Sou nova aq ...e comprei na Linkteck o r52h ...preço muito bom e gostei muito do atendimento !!!

----------


## leosmendes

> Amigo !!!
> Sou nova aq ...e comprei na Linkteck o r52h ...preço muito bom e gostei muito do atendimento !!!


 ai ai ai.. presisa comentar ?

papo de vendedor....

----------


## urxinha

amiguinho ....sou do setor de compras .....nem vendedora sou ..... estou conheçendo os equipamentos wireless agora, o forum não é para comentar "equipamentos" , então..... se vc não tem o q comentar não comente os comentários dos outros .ok

----------


## leosmendes

> amiguinho ....sou do setor de compras .....nem vendedora sou ..... estou conheçendo os equipamentos wireless agora, o forum não é para comentar "equipamentos" , então..... se vc não tem o q comentar não comente os comentários dos outros .ok



ha o seu comentaro sobre o r52h foi otimo, tirou todas as minhas duvidas!

----------


## Pathuco

uma pergunta a nossa amiga, ja que é do setor de compras, quantos mw de potencia possui o R52H e se é tão bom me ajuda ai que to precisando vc sabe me informar qual a voltagem que consume e qual a fonte devo usar em uma Rb 433 a/h

----------


## Magal

R52H = 350mw 
Fonte de 12 ou 18 volts / 5amp

----------


## Senaousa

Ola pessoal,
11b/g = 600mW

----------


## Aiomar

> Servidor eu utilio 2, 1 para todo o controle de banda etc... 1 paralelo só pra cache.
> Os 2 servidor utliazando Slackware em relação as RB,s vai ser em uso so para envia e receber sinal ou seja bridge e boa mais nada 
> agora com os cartões não tem geito vou ter que usa os "pióres" EMP-8602. pronto e acabo .....rsrs



"pióres" EMP-8602 ???????????

So se forem piores para voçê pois esses cartões são otimos , tenho quem possa dizer isso por min !
esse cartão so requer cuidados e saber trabalhar , usalo em 100MW e não em 600MW !!! 40 clientes ao invez de 100 no msm cartão !!!! etc........... 
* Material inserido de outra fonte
PR #1435, opened 2022-07-19
Stop generating the export header and just check it in

dominichamon:
This also removes the dual licensing requirement.

As far as i can tell there is no behavioural change here so I'm not sure why it needed to be generated in the first place...


oontvoo:
Thanks! The windows CI failed? (not clear to me why it's failing tho - the logs dont have much info)

dominichamon:
> Thanks! The windows CI failed? (not clear to me why it's failing tho - the logs dont have much info)

the windows release CI is quite flaky... i don't have a windows machine to test on but i think it's due to the benchmark running at a very different speed to what's expected and the regex test fails.

src/CMakeLists.txt
```diff
@@ -58,6 +55,10 @@ if(${CMAKE_SYSTEM_NAME} MATCHES "SunOS")
   target_link_libraries(benchmark PRIVATE kstat)
 endif()
 
+if (NOT BUILD_SHARED_LIBS)
+  add_definitions(-DBENCHMARK_STATIC_DEFINE)
```
LebedevRI, line 59: These should be `targed_compile_definitions(benchmark PRIVATE -DBENCHMARK_STATIC_DEFINE)`

test/CMakeLists.txt
```diff
@@ -24,6 +24,10 @@ if( NOT uppercase_CMAKE_BUILD_TYPE STREQUAL "DEBUG" )
   endforeach()
 endif()
 
+if (NOT BUILD_SHARED_LIBS)
+  add_definitions(-DBENCHMARK_STATIC_DEFINE)
```
LebedevRI, line 28: Same

dominichamon: not sure about this one as there's multiple targets all of which need the definition.

sergiud:
> [...] I'm not sure why it needed to be generated in the first place...

The reason is separation of concerns. In particular, it does not make sense to check-in artifacts that can be generated. Additionally, CMake users can profit from improvements to `GenerateExportHeader` without relying on benchmark updates.

Now there's an automatically generated header file which is part of the code base that will either never be updated or will be patched manually. This approach does not sound very convincing.

dominichamon:
1. we don't only support cmake so extra effort was required for other build systems, and critically this broke some important integrations
2. it's not automatically generated and shouldn't need to change. if you go through the contents it's a pretty straightforward bit of logic ensuring that the right attributes are set for the right builds. i'll be very surprised if this needs to change outside of specific platform/compiler support.

sergiud:
1. If there are Bazel issues with the export header, I don't see why changing the CMake export is necessary. This PR introduced not only unnecessary complexity and copy-pasted code but also seemingly broke the build in some configurations. See #1450, #1441, #1436. Why not provide a dedicated export header for Bazel builds only instead?
2. I disagree: `GenerateExportHeader` output does not have to be static, e.g., because GNU style attributes could be replaced by C++11 style attributes depending on the compiler's capabilities. There is no good reason why benchmark should decide what functionality outside of library's domain is best for its users.

dominichamon:
1. i changed it because it broke other configurations that couldn't handle the generation of the header.
2. so cmake should make that decision instead? i don't understand your point about deciding functionality: this is about ensuring the symbols are available in the library in different build configurations, not about introducing functionality outside its domain.

sergiud:
1. I don't understand. What configurations did not work in CMake?
2. Of course, this is what's a build system is for: to provide common abstractions.

dominichamon:
not CMake ones.

_if_ we want to bring back generating the header then it needs to work across all the systems we need to support. unfortunately some of these systems are not available to be tested by CI bots and only show up on integration.

i think that means we need to have a static header for all _but_ cmake, which means we may as well also use that static header for cmake to avoid maintaining two systems, one of which might change under our noses if cmake decides to change their implementation.

bstordrup:
I had failing build on a project in Visual Studio 2022 where I used a build of a fork of benchmark (latest version).

As soon as I reverted this pull request, rebuild and deployed benchmark off my local benchmark repository, the previously failing build started to succeed.

Seems like generating the export.h file is vital for the link process in Visual Studio.

bstordrup:
I got my failing build working in a different approach, but it required a change in the steps to build the benchmark library off my local fork.

I reverted all changes, and then I build the library using the following steps:

- `cmake -E chdir "build" cmake -DBENCHMARK_DOWNLOAD_DEPENDENCIES=on -DBUILD_SHARED_LIBS=on -DCMAKE_BUILD_TYPE=Release ../`
- `cmake --build "build" --config Release`
- `cmake --build "build" --config Release --target install`

Using the `-DBUILD_SHARED_LIBS=on` is required to get the `export.h` functioning correct when it comes to the `BENCHMARK_EXPORT` define when you want to use it as a shared lib.

PR #1439, opened 2022-07-21
simplified code

maochongxin:


dominichamon:
i don't understand how this is simpler or better. can you add more details to why you think it's useful?

maochongxin:
> i don't understand how this is simpler or better. can you add more details to why you think it's useful?

Thanks for reply, I think here, it is more appropriate to use the size() method directly than the `size` variable itself, the new `size` variable is more appropriate to represent the size of the new buffer.

dominichamon:
fair enough :)  thanks!

PR #1444, opened 2022-07-25
Remove stray comment and added missing header

oontvoo:
- The export.h is no longer generated, so removed the comment.
- Added export.h to benchmark_main


oontvoo:
@dominichamon

dominichamon (approved):

PR #55, opened 2019-09-13
:tada: Support double and multi click events on gui elements

Flatken:


Schneegans:
Is it correct, that the `SendMouseClickEvent` method is called twice for double clicks?

PR #83, opened 2019-11-14
:beetle: Fix two small GL bugs

bernstein:
Unbind pbo after usage in LuminanceMipMap constructor and fix type of a uniform variable in the gltf fragment shader.


Schneegans:
Thank you!

Issue #90, opened 2019-12-10
Tests


TheJhonny007:
Add unit testing to CosmoScout VR.

Things to consider:
- Which framework to use?
  - Google Test
  - Boost.Test
  - Catch
  - DocTest
  - ...
- What scope?
  - Unit Tests?
  - Integration Tests?
- Make runs mandatory or optional.
- Include into GitHub Actions?
- How to integrate into the project
  - Test suit per module?
  - What about plugins?

Schneegans:
I vote for DocTest. There is also an example for running test from shared objects and plugins: https://github.com/onqtam/doctest/tree/master/examples/executable_dll_and_plugin

We could write the tests in a dedicated `tests.cpp` for each module / plugin. Then a flag `--run-tests` of the `cosmoscout` executable could run all tests. This could be available in debug mode only.

PR #92, opened 2019-12-16
Feature/doctest test

TheJhonny007:
Solves issue #90


Schneegans:
Shall I look into this?

TheJhonny007:
> Shall I look into this?

Would be cool, since you broke it :yum: 
It's probably the same reason, why the CI Windows build fails.

Issue #86, opened 2019-12-02
IDE setup documentation


TheJhonny007:
Document the project setup with different IDEs.

- [ ] Visual Studio
- [ ] Visual Studio Code
- [ ] Sublime
- [ ] CLion
- [ ] Eclipse?
- [ ] CodeBlocks?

Sabendo usar nao vai dar problemas !!

----------


## Aiomar

> Tmb usei os cartoes engenius... em duas semanas, com duas chuvas se foram dois cartoes, enfraqueceram incrivelmente.... mudei pra um R52H e pronto acabo o problema...



com duas chuvas se foram dois cartoes ????????
Poderia explicar melhor ? voçê deve ter deixado o cartão na chuva neh rsrs , colega como que este cartão iria dar problemas com relacionados as chuvas se ele nao pegou chuva ? vc verificou se nao entrou humidade nas antenas ? talvez msm tendo entrado humidade em sua antena pelo cartão R52H ser mais potente amenizou seu problema parecendo a antena estar funcionando td ok !
não é normal este cartão dar problemas facilmente como voce descreveu , aqui usam normalmente a bastante tempo e isso nunca aconteceu !

----------


## mktguaruja

Eu nen quis arriscar com os cartão engenius, comprei direto o r52h e vendo muito feliz =D.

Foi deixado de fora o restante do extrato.